== Task requirements ==
Would you retype every entry that follows without altering a word?

== Data records ==
PR #673, opened 2021-12-18
set meshio<5.2 for sphinx builds

### LINKED ISSUE #672: meshio import errors on sphinx builds
This error seems to have popped up very recently, maybe related to meshio 5.2 or 5.1.2 https://pypi.org/project/meshio/#history

https://github.com/BAMWelDX/weldx/runs/4570280776?check_suite_focus=true

CagtayFabry:
## Changes
- set `meshio<5.2` in the sphinx environment to avoid import error
https://github.com/BAMWelDX/weldx/runs/4570280776?check_suite_focus=true

## Related Issues

Closes #672

I am not sure why this only pops up in the sphinx build, do we have a test using meshio? @vhirtham

### DIFF
--- a/.github/workflows/docs.yml
+++ b/.github/workflows/docs.yml
@@ -56,7 +56,7 @@ jobs:
         # There is a bug in micromamba, which cd's out of the working-directory during the pip install of weldx.
         # So the initial env creation lacks weldx, so we install it here.
         shell: bash -l {0}
-        run: pwd && pip install -e . && pip install git+https://github.com/CagtayFabry/sphinx-asdf.git@sphinx-weldx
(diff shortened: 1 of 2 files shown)


vhirtham:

== Response ==
PR #673, opened 2021-12-18
set meshio<5.2 for sphinx builds

### LINKED ISSUE #672: meshio import errors on sphinx builds
This error seems to have popped up very recently, maybe related to meshio 5.2 or 5.1.2 https://pypi.org/project/meshio/#history

https://github.com/BAMWelDX/weldx/runs/4570280776?check_suite_focus=true

CagtayFabry:
## Changes
- set `meshio<5.2` in the sphinx environment to avoid import error
https://github.com/BAMWelDX/weldx/runs/4570280776?check_suite_focus=true

## Related Issues

Closes #672

I am not sure why this only pops up in the sphinx build, do we have a test using meshio? @vhirtham

### DIFF
--- a/.github/workflows/docs.yml
+++ b/.github/workflows/docs.yml
@@ -56,7 +56,7 @@ jobs:
         # There is a bug in micromamba, which cd's out of the working-directory during the pip install of weldx.
         # So the initial env creation lacks weldx, so we install it here.
         shell: bash -l {0}
-        run: pwd && pip install -e . && pip install git+https://github.com/CagtayFabry/sphinx-asdf.git@sphinx-weldx
(diff shortened: 1 of 2 files shown)


vhirtham:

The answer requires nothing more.